*Stored data entries:*

PR #40, opened 2015-11-30
SIM: Implement DVL, IMU sensors

Annhiluc:
Implemented the DVL and IMU sensors to publish information in the simulation - DVL sensor information is in a new ROS message (DVLSim) and IMU sensor information is in ROS imu message.

@jpanikulam


simulation/sub8_simulation/sub8_sim_tools/physics/vehicle.py
```diff
@@ -121,6 +171,62 @@ def publish_pose(self):
...
+            frame_id='/world'
+        )
+
+        linear=geometry.Vector3(*linear_vel)
+        angular=geometry.Vector3(*angular_vel)
+
+        noise = np.random.random(3)
+
+
+        covariance = [noise[0], 0., 0.,
```
forrestv: You appear not to know what covariance is... It's a description of the noise present, not the actual noise signal.

You should be adding `noise` to one of the actual measured quantities (`angular` or `linear`), not using it as the covariance. The covariance should be a constant diagonal matrix.

Also, an accelerometer measures acceleration, not linear velocity.

I wouldn't bother filling in the orientation. An IMU doesn't directly measure orientation, so it's kind of weird that it's in the IMU message at all. The old software didn't fill it in or use it anywhere. [The message](http://docs.ros.org/api/sensor_msgs/html/msg/Imu.html) says

> If you have no estimate for one of the data elements (e.g. your IMU doesn't produce an orientation estimate), please set element 0 of the associated covariance matrix to -1

simulation/sub8_simulation/sub8_sim_tools/physics/vehicle.py
```diff
@@ -149,4 +255,42 @@ def step(self, dt):
...
+
+
+    def get_dvl_vel(self):
+        """Returns array of 4 components of the vehicle's velocities based off of the dvl ray vectors"""
+        dvl_ray_1 = np.array([0.866, -.5, -1])
+        dvl_ray_2 = np.array([0.866, .5, -1])
+        dvl_ray_3 = np.array([-0.866, .5, -1])
+        dvl_ray_4 = np.array([-0.866, -.5, -1])
+
+        vel_sub_world = self.body.vectorFromWorld(self.body.getRelPointVel(self.dvl_position))
```
forrestv: This is definitely a body-frame quantity, so it's probably better named `vel_sub_body`. It's a bit more subtle than that, though, since it's not the velocity of the sub, but the velocity of the DVL ... so `vel_dvl_body` is probably better yet.

forrestv:
Looks good, except for previous comments!

simulation/sub8_simulation/sub8_sim_tools/physics/vehicle.py
```diff
@@ -53,11 +71,43 @@ def __init__(self, world, space, position):
...
+            self.body.addRelTorque(np.array([-500,0,0]))
+        elif(data.data == 'h'):
+            self.body.addRelTorque(np.array([500,0,0]))
+        elif(data.data == 't'):
+            self.body.addRelTorque(np.array([0,500,0]))
+        elif(data.data == 'g'):
+            self.body.addRelTorque(np.array([0,-500,0]))
+        elif(data.data == 'r'):
+            self.body.addRelTorque(np.array([0,0,500]))
+        elif(data.data == 'v'):
```
zachgoins, line 107: Will there ever be a time we will need to move in more than one axis, rotate and translate, rotate in multiple axes, etc at once? using elif would not allow for it.

jpanikulam:
Hey Annie, could you run

```
flake8 --max-line-length=130 --ignore=E201 ./
```

On your changes, and make the changes such that it is PEP8 compliant?

simulation/sub8_simulation/sub8_sim_tools/physics/vehicle.py
```diff
@@ -5,10 +5,13 @@
 from sub8_ros_tools import rosmsg_to_numpy, normalize
 from sub8_sim_tools.physics.physics import Box
 from sub8_simulation.srv import SimSetPose, SimSetPoseResponse
+from sub8_simulation.msg import DVLSim
```
jpanikulam: Is the file for DVLSim commited?

Also - put it in sub8_msgs and make it [like this](https://github.com/uf-mil/software-common/blob/master/uf_common/msg/VelocityMeasurements.msg), so we can use the old UKF with minimal adjustment

simulation/sub8_simulation/sub8_sim_tools/rendering/visualization.py
```diff
@@ -48,34 +53,63 @@ def on_draw(self, event):
         self.world.draw(self.view)
 
     def on_key_press(self, event):
+        # Process events on a specific object
+        if(event.text.lower() == 'i'):
```
jpanikulam, line 57: Why make these ifs instead of elif? Only one key can be pressed at a time and intercepted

*What is being asked:*
Each line above must be retyped exactly.

*Result of this task:*
PR #40, opened 2015-11-30
SIM: Implement DVL, IMU sensors

Annhiluc:
Implemented the DVL and IMU sensors to publish information in the simulation - DVL sensor information is in a new ROS message (DVLSim) and IMU sensor information is in ROS imu message.

@jpanikulam


simulation/sub8_simulation/sub8_sim_tools/physics/vehicle.py
```diff
@@ -121,6 +171,62 @@ def publish_pose(self):
...
+            frame_id='/world'
+        )
+
+        linear=geometry.Vector3(*linear_vel)
+        angular=geometry.Vector3(*angular_vel)
+
+        noise = np.random.random(3)
+
+
+        covariance = [noise[0], 0., 0.,
```
forrestv: You appear not to know what covariance is... It's a description of the noise present, not the actual noise signal.

You should be adding `noise` to one of the actual measured quantities (`angular` or `linear`), not using it as the covariance. The covariance should be a constant diagonal matrix.

Also, an accelerometer measures acceleration, not linear velocity.

I wouldn't bother filling in the orientation. An IMU doesn't directly measure orientation, so it's kind of weird that it's in the IMU message at all. The old software didn't fill it in or use it anywhere. [The message](http://docs.ros.org/api/sensor_msgs/html/msg/Imu.html) says

> If you have no estimate for one of the data elements (e.g. your IMU doesn't produce an orientation estimate), please set element 0 of the associated covariance matrix to -1

simulation/sub8_simulation/sub8_sim_tools/physics/vehicle.py
```diff
@@ -149,4 +255,42 @@ def step(self, dt):
...
+
+
+    def get_dvl_vel(self):
+        """Returns array of 4 components of the vehicle's velocities based off of the dvl ray vectors"""
+        dvl_ray_1 = np.array([0.866, -.5, -1])
+        dvl_ray_2 = np.array([0.866, .5, -1])
+        dvl_ray_3 = np.array([-0.866, .5, -1])
+        dvl_ray_4 = np.array([-0.866, -.5, -1])
+
+        vel_sub_world = self.body.vectorFromWorld(self.body.getRelPointVel(self.dvl_position))
```
forrestv: This is definitely a body-frame quantity, so it's probably better named `vel_sub_body`. It's a bit more subtle than that, though, since it's not the velocity of the sub, but the velocity of the DVL ... so `vel_dvl_body` is probably better yet.

forrestv:
Looks good, except for previous comments!

simulation/sub8_simulation/sub8_sim_tools/physics/vehicle.py
```diff
@@ -53,11 +71,43 @@ def __init__(self, world, space, position):
...
+            self.body.addRelTorque(np.array([-500,0,0]))
+        elif(data.data == 'h'):
+            self.body.addRelTorque(np.array([500,0,0]))
+        elif(data.data == 't'):
+            self.body.addRelTorque(np.array([0,500,0]))
+        elif(data.data == 'g'):
+            self.body.addRelTorque(np.array([0,-500,0]))
+        elif(data.data == 'r'):
+            self.body.addRelTorque(np.array([0,0,500]))
+        elif(data.data == 'v'):
```
zachgoins, line 107: Will there ever be a time we will need to move in more than one axis, rotate and translate, rotate in multiple axes, etc at once? using elif would not allow for it.

jpanikulam:
Hey Annie, could you run

```
flake8 --max-line-length=130 --ignore=E201 ./
```

On your changes, and make the changes such that it is PEP8 compliant?

simulation/sub8_simulation/sub8_sim_tools/physics/vehicle.py
```diff
@@ -5,10 +5,13 @@
 from sub8_ros_tools import rosmsg_to_numpy, normalize
 from sub8_sim_tools.physics.physics import Box
 from sub8_simulation.srv import SimSetPose, SimSetPoseResponse
+from sub8_simulation.msg import DVLSim
```
jpanikulam: Is the file for DVLSim commited?

Also - put it in sub8_msgs and make it [like this](https://github.com/uf-mil/software-common/blob/master/uf_common/msg/VelocityMeasurements.msg), so we can use the old UKF with minimal adjustment

simulation/sub8_simulation/sub8_sim_tools/rendering/visualization.py
```diff
@@ -48,34 +53,63 @@ def on_draw(self, event):
         self.world.draw(self.view)
 
     def on_key_press(self, event):
+        # Process events on a specific object
+        if(event.text.lower() == 'i'):
```
jpanikulam, line 57: Why make these ifs instead of elif? Only one key can be pressed at a time and intercepted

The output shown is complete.